Key Implementation Issues
- Relationship to Title VI: How will the data collection requirements under the health reform law interact with existing requirements under the 1964 Civil Rights Act? Will entities that follow federal data collection requirements under the health reform law be deemed in compliance with Title VI data collection requirements?
- Requirements that extend the reach of Title VI: Title VI applies only to federally supported entities; however, the new requirement reaches both federally supported and conducted activities. How will these differences be translated into new data collection responsibilities? Are there programs or activities previously not covered by Title VI that will be covered by these new requirements?
- Relationship to state laws: Will the new data collection requirements be interpreted as pre-empting state laws that prohibit or impede race- and ethnicity-based data collection in any program?
- Enforcement: What procedures will the Secretary use to assure that covered entities with reporting duties comply with the law’s requirements?
- Uses of data: How will the Secretary assure that data, once collected, are used to guide federal program management and policy development and decision-making?
- Awards to communities: What conditions and expectations will be attached to the grants awarded to public and nonprofit private entities in communities of color? By what methods will the Secretary develop measures to evaluate community outreach activities, language services, and workforce cultural competence?
Recent Agency Action
No action has been taken as of this writing.
Authorized Funding Levels
- For the purpose of carrying out the data collection provision, Congress authorized to be appropriated “such sums” (i.e., subject to annual appropriations decisions) as may be necessary for each of fiscal years 2010 through 2014. However, the law also says that “data may not be collected under this section unless funds are directly appropriated for such purpose in an appropriations act.”
- For the purpose of carrying out the grants to improve minority health, the law authorizes such sums as may be necessary for each of fiscal years 2011 through 2016.
- For the purpose of transferring the Office of Minority Health from the Office of Public Health and Science to the Office of the Secretary, all funds related to the operation of the Office are transferred to the Office of the Secretary.

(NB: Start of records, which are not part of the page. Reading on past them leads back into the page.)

PR #112, opened 2023-05-26
New deserialization api

### LINKED ISSUE #94: Add support for `cass_value_get_decimal` and `cass_value_get_bytes`
Add support for two missing functions: `cass_value_get_decimal` and `cass_value_get_bytes`. This functionality is dependent on Rust Driver providing ability to see "raw bytes" - unparsed response received from Scylla. This Rust Driver issue tracks the changes that will allow such functionality: https://github.com/scylladb/scylla-rust-driver/issues/462

Gor027:
## Pre-review checklist

Fixes #94 

This PR Integrates the new deserialization API from the Rust driver which is a [WIP](https://github.com/scylladb/scylla-rust-driver/pull/665).
It is dependent upon the execution profiles' PR #107 and can be merged only after the latter is already done.
The lazy deserialization allows to also implement binder makers for decimal and duration types. The `test_cassandra_types` tests for these types are also enabled.


scylla-rust-wrapper/src/cass_error.rs
```diff
@@ -96,8 +97,8 @@ impl From<&BadKeyspaceName> for CassError {
     }
 }
 
-impl From<ParseError> for CassError {
-    fn from(error: ParseError) -> Self {
+impl From<&ParseError> for CassError {
+    fn from(error: &ParseError) -> Self {
```
wprzytula: What is the reason behind this change? Do you want to avoid consuming the error somewhere?

scylla-rust-wrapper/src/cass_error.rs
```diff
@@ -149,6 +169,18 @@ impl CassErrorMessage for ParseError {
...
+
+impl CassErrorMessage for FirstRowError {
+    fn msg(&self) -> String {
+        self.to_string()
+    }
+}
+
 impl CassErrorMessage for str {
     fn msg(&self) -> String {
         self.to_string()
```
wprzytula, line 186: I'm wondering why do we even need this `msg()` method. Isn't it virtually equivalent to `ToString::to_string()` functionality? And `ToString::to_string()` is blanket implemented for every `T: Display`, which means that we only have to make `CassErrorMessage` require `Display` and we will be able to remove `msg()` alltogether.

scylla-rust-wrapper/src/future.rs
```diff
@@ -254,7 +254,7 @@ pub unsafe extern "C" fn cass_future_tracing_id(
     tracing_id: *mut CassUuid,
 ) -> CassError {
     ptr_to_ref(future).with_waited_result(|r: &mut CassFutureResult| match r {
-        Ok(CassResultValue::QueryResult(result)) => match result.metadata.tracing_id {
+        Ok(CassResultValue::QueryResult(result)) => match result.result.tracing_id() {
```
wprzytula: Consider renaming the outer `result` into `cass_result`.

scylla-rust-wrapper/src/query_result.rs
```diff
@@ -138,8 +139,8 @@ pub unsafe extern "C" fn cass_iterator_next(iterator: *mut CassIterator) -> cass
 
             result_iterator.position = Some(new_pos);
 
-            match &result_iterator.result.rows {
-                Some(rs) => (new_pos < rs.len()) as cass_bool_t,
+            match result_iterator.result.result.rows_num() {
+                Some(rs) => (new_pos + 1 < rs) as cass_bool_t, // TODO: add next row decoding
```
wprzytula: Why is this `+1` added? Isn't new `rs` (result of `rows_num()`) equivalent to old `rs.len()` ?

scylla-rust-wrapper/src/query_result.rs
```diff
@@ -858,16 +859,21 @@ pub unsafe extern "C" fn cass_row_get_column_by_name_n(
     let row_from_raw = ptr_to_ref(row);
     let mut name_str = ptr_to_cstr_n(name, name_length).unwrap();
     let mut is_case_sensitive = false;
+    let result = row_from_raw.result.upgrade().unwrap();
```
wprzytula: Why is this `unwrap()` safe? Please write in a comment.

scylla-rust-wrapper/src/query_result.rs
```diff
@@ -858,16 +859,21 @@ pub unsafe extern "C" fn cass_row_get_column_by_name_n(
...
-        .col_specs
+    if col_specs.is_none() {
+        return std::ptr::null();
+    }
+
+    return col_specs
+        .unwrap()
         .iter()
         .enumerate()
         .find(|(_, spec)| {
```
wprzytula: Can we drop this explicit `return` in the last expression of the function?

wprzytula: Also, please make this more Rusty: instead of excluding the `None` case by returning early and later calling  `unwrap()`, use pattern matching. In case of this particular piece of code, I'd recommend such a refactor:
```rust
col_specs
    .and_then(|col_specs| col_specs
        .iter()
        .enumerate()
        .find(|(_, spec)| {
            is_case_sensitive && spec.name == name_str
                || !is_case_sensitive && spec.name.eq_ignore_ascii_case(name_str)
        })
        .map(|(index, _)| {
            if let Some(value) = row_from_raw.columns.get(index) {
                value as *const CassValue
            } else {
                std::ptr::null()
            }
        }))
    .unwrap_or(std::ptr::null())
```

scylla-rust-wrapper/src/query_result.rs
```diff
@@ -892,12 +898,13 @@ pub unsafe extern "C" fn cass_result_column_name(
 ) -> CassError {
     let result_from_raw = ptr_to_ref(result);
     let index_usize: usize = index.try_into().unwrap();
+    let col_specs = result_from_raw.result.column_specs();
 
-    if index_usize >= result_from_raw.metadata.col_specs.len() {
+    if col_specs.is_none() || index_usize >= col_specs.unwrap().len() {
         return CassError::CASS_ERROR_LIB_INDEX_OUT_OF_BOUNDS;
     }
```
wprzytula: Is the error relevant for the case of `None` `col_specs`? What does it mean that `col_specs` are `None`?

scylla-rust-wrapper/src/query_result.rs
```diff
@@ -892,12 +898,13 @@ pub unsafe extern "C" fn cass_result_column_name(
...
 
-    let column_spec: &ColumnSpec = result_from_raw.metadata.col_specs.get(index_usize).unwrap();
+    let column_spec: &ColumnSpec = col_specs.unwrap().get(index_usize).unwrap();
```
wprzytula: Please harden this by avoiding `unwrap()`ping:
```rust
let col_specs = if let Some(specs) = result_from_raw.result.column_specs() {
    specs
} else {
    return CassError::SOME_ERROR;
};
// use `col_specs` without need to `unwrap()`
```

scylla-rust-wrapper/src/query_result.rs
```diff
@@ -1197,26 +1204,28 @@ pub unsafe extern "C" fn cass_value_secondary_sub_type(
 pub unsafe extern "C" fn cass_result_row_count(result_raw: *const CassResult) -> size_t {
     let result = ptr_to_ref(result_raw);
 
-    if result.rows.as_ref().is_none() {
-        return 0;
+    match result.result.rows_num().as_ref() {
+        Some(rows_count) => *rows_count as size_t,
+        None => 0,
```
wprzytula: Or, more consisely:
```rust
result.result.rows_num().as_ref().copied().unwrap_or(0) as size_t
```

scylla-rust-wrapper/src/argconv.rs
```diff
@@ -94,3 +94,14 @@ macro_rules! make_c_str {
```
wprzytula, line 94: Ad 72e8da9a931cd29952472c3b37d5a351e47a6385:
in commit message: `means to stores` -> `means to store`

scylla-rust-wrapper/src/argconv.rs
```diff
@@ -94,3 +94,14 @@ macro_rules! make_c_str {
...
 pub(crate) use make_c_str;
+
+macro_rules! unwrap_or_return {
+    ( $e:expr ) => {
+        match $e {
+            Ok(x) => x,
+            Err(_) => return false,
+        }
+    };
+}
```
wprzytula: Naming: either rename this macro to `unwrap_or_return_false`, or make it accept the return value in the second parameter (i.e. make its parameter list look like this: `( $e:expr, $retval:expr )`

scylla-rust-wrapper/src/query_result.rs
```diff
@@ -123,6 +124,33 @@ pub enum CassIterator {
     CassViewMetaIterator(CassViewMetaIterator),
 }
 
+fn decode_next_row(result: &'static CassResult, row: &mut Option<CassRow>) -> bool {
+    if let Some(row) = row {
+        // Errors are ignored, but logging them may come handy in the future.
```
wprzytula: come handy -> come in handy

scylla-rust-wrapper/src/query_result.rs
```diff
@@ -123,6 +124,33 @@ pub enum CassIterator {
...
+        let mut rows_iter = unwrap_or_return!(result.result.rows::<ColumnIterator>());
+        let next_cols_iter = unwrap_or_return!(rows_iter.next().unwrap());
+
+        for (i, raw_col) in next_cols_iter.into_iter().enumerate() {
+            let raw_col = unwrap_or_return!(raw_col);
+            let value_type = get_column_type(&raw_col.spec.typ);
+            let frame_slice = raw_col.slice;
+            let is_null = frame_slice.is_none() || raw_col.slice.unwrap().is_empty();
```
wprzytula: You can avoid `unwrap()` with:
```rust
let is_null = frame_slice.map_or(true, |f| f.is_empty());
```

scylla-rust-wrapper/src/query_result.rs
```diff
@@ -131,17 +159,20 @@ pub unsafe extern "C" fn cass_iterator_free(iterator: *mut CassIterator) {
 // After creating an iterator we have to call next() before accessing the value
 #[no_mangle]
 pub unsafe extern "C" fn cass_iterator_next(iterator: *mut CassIterator) -> cass_bool_t {
-    let mut iter = ptr_to_ref_mut(iterator);
+    let iter: &mut CassIterator = ptr_to_ref_mut(iterator);
 
-    match &mut iter {
+    match iter {
```
wprzytula, line 276: This change seems to be a logical no-op (which is good, because otherwise it would be suspicious): the type inferred in the previous version was `&mut CassIterator` anyway, so the `mut` and `match &mut` were simply redundant.

wprzytula: (this is just for other reviewers to clarify)

scylla-rust-wrapper/src/query_result.rs
```diff
@@ -131,17 +159,20 @@ pub unsafe extern "C" fn cass_iterator_free(iterator: *mut CassIterator) {
...
             result_iterator.position = Some(new_pos);
 
             match result_iterator.result.result.rows_num() {
-                Some(rs) => (new_pos + 1 < rs) as cass_bool_t, // TODO: add next row decoding
-                None => false as cass_bool_t,
+                Some(rs) if new_pos < rs => {
+                    decode_next_row(result_iterator.result.as_ref(), &mut result_iterator.row)
+                        as cass_bool_t
+                }
+                _ => false as cass_bool_t,
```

 Unequal Treatment: Confronting Racial and Ethnic Disparities in Health Care,” Brian Smedley et al., eds., Committee on Understanding and Eliminating Racial and Ethnic Disparities in Health Care, Institute of Medicine. http://www.nap.edu/openbook.php?isbn=030908265X.
 42 U.S.C. §§ 2000d et seq.
 Sara Rosenbaum and Joel Teitelbaum, “Civil Rights Enforcement in the Modern Healthcare System: Reinvigorating the Role of the Federal Government in the Aftermath of Alexander v. Sandoval,” Yale Journal of Health Policy, Law, and Ethics, Vol. III(2), pp. 215-252 (2003).
 Madison-Hughes v. Shalala, 80 F.3d 1121 (6th Cir. 1996).